In September 2020, it was reported that Iran's RampantKitten espionage group ran a phishing and surveillance campaign against dissidents on Telegram. The attack relied on people downloading a malware-infected file from any source, at which point it would replace Telegram files on the device and 'clone' session data. David Wolpoff, a former Department of Defense contractor, has stated that the weak link in the attack was the device itself and not any of the affected apps: "There's no way for a secure communication app to keep a user safe when the end devices are compromised."

== 2021 ==
In July 2021, researchers from Royal Holloway, University of London and ETH Zurich published an analysis of the MTProto protocol, concluding that the protocol could provide a "confidential and integrity-protected channel" for communication. They also found that attackers had the theoretical ability to reorder messages coming from the client to the server though the attacker would not be able to see the content of the messages. Several other theoretical vulnerabilities were reported as well, in response to which Telegram released a document stating that the MITM attack on the key exchange was impossible as well as detailing the changes made to the protocol to protect from it in the future.
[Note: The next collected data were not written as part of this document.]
Issue #866, opened 2023-07-24
BUG- A pandas DataFrame with a non-contiguous index has issues when editing


Dr-Irv:
**Description**
If you have a pandas DataFrame where there are holes in the index, then the value of `payload["index"]` in the `on_edit()` function is correct if the DataFrame is sorted, but incorrect if not.

**How to reproduce**
```python
import traceback
from taipy import Gui
from taipy.gui.state import State
import pandas as pd

df = pd.DataFrame(
    {"lets": list("ABCDEFGHIJ"), "num": [i + 1 for i in range(10)]},
    index=[(i + 1) * 10 + i for i in range(10)],
)


def myedit(state: State, var_name: str, action: str, payload: dict):
    try:
        print("incoming df")
        print(state.df)
        print("index ", payload["index"])
        print("column ", payload["col"])
        print("value ", payload["value"])
        print("row from index")
        print(state.df.loc[payload["index"]])
        state.df.at[payload["index"], payload["col"]] = payload["value"]
        print("changed ")
        print(state.df)
        state.df = state.df
    except Exception:
        print("EXCEPTION ")
        traceback.print_exc()


page = "<|{df}|table|id=df|on_edit=myedit|editable=False|editable[num]|width=300px|>"

if __name__ == "__main__":
    Gui(page=page).run()
```

Click on the 3rd row (labeled "C") and edit the value "3" to be "35".  You will get an exception that `payload["index"]` is not found, because the value is `2`, but the index is `[11, 22, 33, ..., 99, 110]`

Then sort on the  `let` column.  Try the edit again, and it works.

**Expected behavior**
The `payload["index"]` value should be the true index value, whether sorted or not.

taipy 2.3.1

May be related to #841

PR #871, opened 2023-07-26
Copy DataFrame only once

FredLL-Avaiga:
Addresses #866.

dataframe was notcopied when adding index
but it should only be copied once !


dinhlongviolin1 (approved):
Looks good to me!

FabienLelaquais (approved):
😶

Issue #867, opened 2023-07-24
BUG- In a table, the date format is not respected when editing


Dr-Irv:
**Description**
If you have date/times in your table, and you specify a date format, taipy presents a full date/time to edit, even if you only want the date.

**How to reproduce**
A code fragment
```python
import traceback
from taipy import Gui
from taipy.gui.state import State
import pandas as pd

dr = pd.date_range(start="3/1/2023", periods=10, freq="D")
df = pd.DataFrame(
    {"dates": list(dr)}
)


def myedit(state: State, var_name: str, action: str, payload: dict):
    state.df.at[payload["index"], payload["col"]] = payload["value"]
    state.df = state.df


page = "<|{df}|table|id=df|on_edit=myedit|editable=True|width=250px|date_format=MM/dd/yy|>"

if __name__ == "__main__":
    Gui(page=page).run()
```

Edit any date, which is in the format `MM/dd/yy`, and you will get a string to edit that looks like this: `2023-03-01T05:00:00.000000Z`

**Expected behavior**
If you specify a date format, and you make the value editable, then it should respect that date format!

**Screenshots**

![image](https://github.com/Avaiga/taipy-gui/assets/15113894/3b28f966-921c-48ca-8488-7ea1bbef913f)

**Runtime environment**
Windows 10, Chrome (latest), taipy 2.3.1

Related to #797, but fixing this editing now would be very helpful!

Issue #797, opened 2023-06-15
Allow date picker for dates in tables


Dr-Irv:
**What would that feature address**
We are displaying a table that has editable columns that include dates.  Right now, if you leave it as a pandas datetime type, it prompts to enter a very long string.  In our case, we just want to let the user pick a date.

***Description of the ideal solution***
We'd like it that if someone clicks on a date field in a table, it pops up a date picker.  

***Caveats***
Just makes a better user interfacE!

***Other options***
Not sure.

**Acceptance Criteria**
- [ ] Ensure new code is unit tested, and check code coverage is at least 90%
- [ ] Propagate any change on the demos and run all of them to ensure there is no breaking change
- [ ] Ensure any change is well documented

FredLL-Avaiga:
date values are sent to the callback as an UTC ISO string (with additionnal tz) that needs to be parsed to a date
```
from taipy.gui import Gui, State
import pandas as pd
from dateutil import parser
from zoneinfo import ZoneInfo

dr = pd.date_range(start="3/1/2023", periods=10, freq="D")
df = pd.DataFrame(
    {"dates": list(dr)}
)


def myedit(state: State, var_name: str, action: str, payload: dict):
    val = parser.parse(payload["value"]).astimezone(ZoneInfo(payload["tz"])).replace(tzinfo=None) if payload["col"] == "dates" else payload["value"]
    state.df.at[payload["index"], payload["col"]] = val
    state.refresh("df")


page = "<|{df}|table|id=df|on_edit=myedit|date_format=dd/MM/yy|>"

if __name__ == "__main__":
    Gui(page=page).run()

```

PR #872, opened 2023-07-26
Use date picker when editing date column (#797 #867)

FredLL-Avaiga:
Addresses #797 and #867.

on_edit callback should handle the date column depending on the type of datetime used in the dataframe
```
dr = pd.date_range(start="3/1/2023", periods=10, freq="D")
df = pd.DataFrame(
    {"dates": list(dr)}
)

    val = parser.parse(payload["value"]).astimezone(ZoneInfo(payload["tz"])).replace(tzinfo=None) if payload["col"] == "dates" else payload["value"]
    state.df.at[payload["index"], payload["col"]] = val
    state.refresh("df")

page = "<|{df}|table|id=df|on_edit=myedit|width=250px|date_format=dd/MM/yy|>"

```

### DIFF
--- a/gui/src/utils/index.ts
+++ b/gui/src/utils/index.ts
@@ -58,6 +58,26 @@ interface StyleKit {
     inputButtonHeight: string;
 }
 
+// return date with right time and tz
+export const getTimeZonedDate = (d: Date, tz: string, withTime: boolean) => {
+    const newDate = d;
+    // dispatch new date which offset by the timeZone differences between client and server
+    const hours = getClientServerTimeZoneOffset(tz) / 60;
+    const minutes = getClientServerTimeZoneOffset(tz) % 60;
+    newDate.setSeconds(0);
+    newDate.setMilliseconds(0);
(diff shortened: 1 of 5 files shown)


gui/src/utils/index.ts
```diff
@@ -67,7 +87,7 @@ export const getDateTime = (value: string | null | undefined, tz?: string): Date
         return null;
     }
     try {
-        return (tz && tz !== "Etc/Unknown") ? utcToZonedTime(value, tz) : new Date(value);
+        return tz && tz !== "Etc/Unknown" ? utcToZonedTime(value, tz) : new Date(value);
```
FabienLelaquais, line 90: I do enjoy the parenthesis that in my opinion make the code more readable.
No big deal...

FabienLelaquais (approved):
Excellent!

gui/src/utils/index.ts
FredLL-Avaiga: but the formatter removes them!

PR #874, opened 2023-07-27
backport: date picker when editing date column (#797 #867)

FredLL-Avaiga:
```
import pandas as pd
from dateutil import parser
from zoneinfo import ZoneInfo

dr = pd.date_range(start="3/1/2023", periods=10, freq="D")
df = pd.DataFrame(
    {"dates": list(dr)}
)


    val = parser.parse(payload["value"]).astimezone(ZoneInfo(payload["tz"])).replace(tzinfo=None) if payload["col"] == "dates" else payload["value"]
    state.df.at[payload["index"], payload["col"]] = val
    state.refresh("df")


page = "<|{df}|table|id=df|on_edit=myedit|date_format=dd/MM/yy|>"

if __name__ == "__main__":
    Gui(page=page).run()

```


dinhlongviolin1 (approved):

FabienLelaquais (approved):
👍

PR #877, opened 2023-07-28
update package.lock.json

FredLL-Avaiga:


FabienLelaquais (approved):
I would have done exactly that.

PR #889, opened 2023-08-16
Extension: allow property replacement

FredLL-Avaiga:
allows to define a property as part of an expression
ie <tp:prop:...property name...> will be replaced by the property value or expression or None if it is not defined

### DIFF
--- a/src/taipy/gui/extension/library.py
+++ b/src/taipy/gui/extension/library.py
@@ -159,9 +159,9 @@ class Element:
                 if val:
                     # handling property replacement in inner properties <tp:prop:...>
                     while m := Element.__RE_PROP_VAR.search(val):
-                        if (var:= attributes.get(m.group(1))):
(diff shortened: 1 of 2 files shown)


dinhlongviolin1 (approved):

src/taipy/gui/extension/library.py
```diff
@@ -87,6 +88,8 @@ class Element:
     what the default property name is.
     """
 
+    __RE_PROP_VAR = re.compile(r"<tp:prop:(\w+)>")
```
FabienLelaquais, line 91: Would this work if the var name is a property in a dict, if this makes sense?
like `my_dict.my_entry`, as '.' is not captured.

Reading the code... it seems you're locating an element property name, that cannot contain dots, so we're good.

FabienLelaquais (approved):
👌

PR #901, opened 2023-08-29
fix(stylekit): normalize the height of the taipy selector dropdown between multiple and single options

ghost:
This PR addresses Florian Jacta's direct demand concerning the issue below where two dropdown selector with different properties had different heights : 
image


FabienLelaquais (approved):
Certainly fine

FredLL-Avaiga (approved):

PR #907, opened 2023-09-04
Feature/taipy#260 - Update _GuiCLI arguments to be reused in taipy run command

trgiangdo:
https://github.com/Avaiga/taipy/issues/260


FabienLelaquais (approved):
Don't really know if this works, but a smart way to deal with the existing code. Well done!

jrobinAV (approved):

Issue #886, opened 2023-08-09
BUG- Missing values in pandas tables are not handled in a consistent way


Dr-Irv:
**Description**
Thanks for the date picker, but we have a new requirement.  We need to be able to support having "no date" (i.e., `pd.NaT`) as an editable value, i.e., the user can pick a date that was unspecified and then enter it, or take an existing date and make it null.

**How to reproduce**
```python
from taipy import Gui
from taipy.gui.state import State
import numpy as np
import pandas as pd

dr = pd.Series(pd.date_range(start="3/1/2023", periods=10, freq="D").tz_localize("UTC"))
# dr.iloc[2] = pd.NaT  DOES NOT WORK
flt = pd.Series(range(10), dtype=float)
flt.iloc[5] = np.nan
iser = pd.Series(range(10), dtype=pd.Int64Dtype())
iser.iloc[7] = pd.NA
df = pd.DataFrame({"dates": dr, "flt": flt, "iser": iser})
print(df.dtypes)


def myedit(state: State, var_name: str, action: str, payload: dict):
    state.df.at[payload["index"], payload["col"]] = payload["value"]
    state.df = state.df
    print("new df ", df)


page = (
    "<|{df}|table|id=df|on_edit=myedit|editable=True|width=400px|date_format=MM/dd/yy|>"
)

if __name__ == "__main__":
    Gui(page=page).run()

```

The DataFrame has 3 columns.  The first is the datetime column.  There is not a way to null it out.  Also, if you put back the line that says ` dr.iloc[2] = pd.NaT `, then taipy has an error when it tries to display the column, because it doesn't know how to make a blank date.

For the floating column, everything works great.  You can edit a missing value, and you can also erase a value and it will become missing.  This is the behavior I would like with dates.

Finally, for the column with the pandas `Int64Dtype`, missing values are represented by `pd.NA`.  This column is not editable at all because taipy treats the column as a string, rather than as an integer (which is what it should do).

**Expected behavior**
The newer pandas types should be supported with `pd.NA` and `pd.NaT`.  You should be able to clear out a date value, or take a missing date value and be able to enter it.

**Runtime environment**
Please specify relevant indications.
Chrome on Windows.  taipy 2.4.0

PR #911, opened 2023-09-11
Missing values in pandas

FredLL-Avaiga:
Address #886.

```

import numpy as np
import pandas as pd

dr = pd.Series(pd.date_range(start="3/1/2023", periods=10, freq="D").tz_localize("UTC"))
dr.iloc[2] = pd.NaT  # DOES NOT WORK
flt = pd.Series(range(10), dtype=float)
flt.iloc[5] = np.nan
iser = pd.Series(range(10), dtype=pd.Int64Dtype())
iser.iloc[7] = pd.NA
df = pd.DataFrame({"dates": dr, "flt": flt, "iser": iser})
print(df.dtypes)


    state.df.at[payload["index"], payload["col"]] = payload["value"]
    state.df = state.df
    print("new df ", df)


page = "<|{df}|table|id=df|on_edit=myedit|editable=True|width=400px|date_format=MM/dd/yy|>"

if __name__ == "__main__":
    Gui(page=page).run()

```


FabienLelaquais (approved):
Well done!

PR #616, opened 2022-09-14
Update MySTyc URL

astrojuanlu:
The service does no longer need a backend, see https://github.com/astrojuanlu/mystyc/pull/2 🎉


chrisjsewell:
Wahoo, nice 🎉

Yeh was starting to also have a look at making one of these, that runs the myst-docutils python API, to convert MyST Markdown to HTML (or I guess any output format)

chrisjsewell (approved):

All issues were patched before the paper's publication with a security bounty paid out to the researchers.

In September 2021, a Russian researcher published details about a bug with the self-destruct feature that allowed the user to recover deleted photos from their own device. The bug was patched prior to publication and Telegram representatives offered a €1,000 bug bounty. The researcher did not sign the NDA that came with the offer and did not receive the award, opting to disclose the bug.

== 2023 ==
In March 2023, the Norwegian National Security Authority (NSM) advised against the use of Telegram and TikTok on business devices (especially the ones used for government related activities), the assessment has been commissioned and supported by the Ministry of Justice and Public Security, Emilie Enger Mehl. Regarding Telegram, the report cites its lack of end-to-end encryption by default, its Russian origins and third-party open source intelligence as major critical points.

== 2024 ==
In July 2024, ESET reported a vulnerability allowed malicious files being sent to users masked in multimedia.

== 2025 ==
In June 2025, an IStories investigation revealed that key parts of Telegram's technical infrastructure are operated by companies owned by a network engineer who has collaborated with the Russian intelligence services, raising concerns over potential metadata access and user surveillance.